*Activity*: Search the records for the word "sequentially" and pick out every line that has it.

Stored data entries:
PR #1675, opened 2024-11-19
Fix race condition bug where activating multiple features sequentially could fail to activate some features

### LINKED ISSUE #1660: Activating multiple features / plugins sequentially fails to activate some features / plugins
## Bug Description

Following the implementation of #1583, Performance features are now installed and activated via AJAX. However, during smoke testing, I observed issues when activating multiple features / plugins sequentially.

*Output for this task*:
Fix race condition bug where activating multiple features sequentially could fail to activate some features
### LINKED ISSUE #1660: Activating multiple features / plugins sequentially fails to activate some features / plugins
Following the implementation of #1583, Performance features are now installed and activated via AJAX. However, during smoke testing, I observed issues when activating multiple features / plugins sequentially.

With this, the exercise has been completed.